AROMMA
Paper: https://doi.org/10.48550/arXiv.2601.19561
Code: https://github.com/DGIST-Distributed-AI-Lab/aromma

AROMMA is a novel framework that learns a unified embedding space for both single molecules and binary mixtures, providing a generalized representation for olfactory perception.
The framework leverages a large-scale chemical foundation model (e.g., SPMM) for robust molecular representations, incorporates an attention-based aggregator to model permutation invariance and asymmetric interactions, and addresses label sparsity through knowledge distillation and pseudo-labeling.
AROMMA achieves state-of-the-art performance on both GS-LF (single-molecule) and BP (binary-mixture) benchmarks, with up to 19.1% improvement in AUROC, demonstrating effective bidirectional knowledge transfer and strong generalization ability.
Architecture Overview

Embedder
- Individual molecular embeddings are obtained using the SMILES encoder of SPMM.
- SPMM is pre-trained on approximately 50 million molecules, providing robust molecule representations.
- The model is fine-tuned efficiently using LoRA (Low-Rank Adaptation).
Aggregation Module
- The input consists of SPMM embeddings \(E \in \mathbb{R}^{2\times d_e}\) (zero-padded in the case of a single molecule).
- The embeddings pass through a linear projection followed by a ReLU activation, producing \(E'\).
- A masked multi-head self-attention layer generates \(H\), which represents contextualized molecular embeddings.
- The contextualized representations \(H\) are used as keys and values in a cross-attention layer, together with a global learnable query \(q \in \mathbb{R}^{1 \times d'_h}\).
- Finally, Layer Normalization is applied to obtain the global embedding \(z\).
Training Strategy
Loss Function
- Initial training is conducted on the unified 152-descriptor set, where the 78 missing BP labels are treated as zeros.
- For single molecules, we combine:
- Multi-Label Logit Distillation (MLD) loss for knowledge distillation: POM, a state-of-the-art model for single-molecule odor prediction, serves as the teacher to alleviate label sparsity \(\rightarrow \mathcal{L}_{MLD}(P^S,P^T)=\mathcal{D}_{KL}(P^T||P^S)+\mathcal{D}_{KL}((1-P^T)||(1-P^S))\)

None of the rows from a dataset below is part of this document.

PR #6575, opened 2026-03-11
docs: fix shieldedTransaction typos in comments

operagxsasha:
Fix typos in comments: shiededTransaction - shieldedTransaction


vividctrlalt:
This PR cannot be merged — it accidentally **renames** `protocol/src/main/protos/api/api.proto` to `protocol/src/main/protos/api/end for shiededTransaction`, which would break the build.

This was likely caused by pasting text into the filename field in GitHub's web editor.

Please redo the PR with only the two comment fixes, without the file rename.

- Binary Cross-Entropy (BCE) loss for supervised learning
- For binary mixtures, only the BCE loss is used.
The total loss balances single-molecule and mixture objectives with loss balancing coefficient.
Latent Label Augmentation & Re-training
To address label sparsity and incompleteness in the BP dataset, we apply class-aware pseudo-labeling.
- We first compute the positive label ratio for each class \(c\) in GS-LF \(\gamma_c = \frac{1}{n} \sum_{j=1}^n \mathbf{1}(y_{jc}=1)\).
- For each class \(c\), we select a threshold \(\tau_c\) such that the proportion of predicted probabilities exceeding the threshold matches the class prior \(\frac{1}{n} \sum_{j=1}^n \mathbf{1}(p_{jc} \ge \tau_c)=\gamma_c\).
- Using this strategy, we construct two augmented datasets Pseudo-78 and Pseudo-152. The model is then re-trained as AROMMA-P78 and AROMMA-P152.
Results
- Extended annotations include more fine-grained odor descriptors. For instance, blending
OC1COC(Cc2ccccc2)OC1withOCc1ccccc1yields ground-truth labels such as floral and fruity, while our model additionally identifies rose, a descriptor within the floral category. - Our method achieves state-of-the-art performance on both GS-LF and BP, with pseudo-labeled data further boosting performance, highlighting the effectiveness of our approach.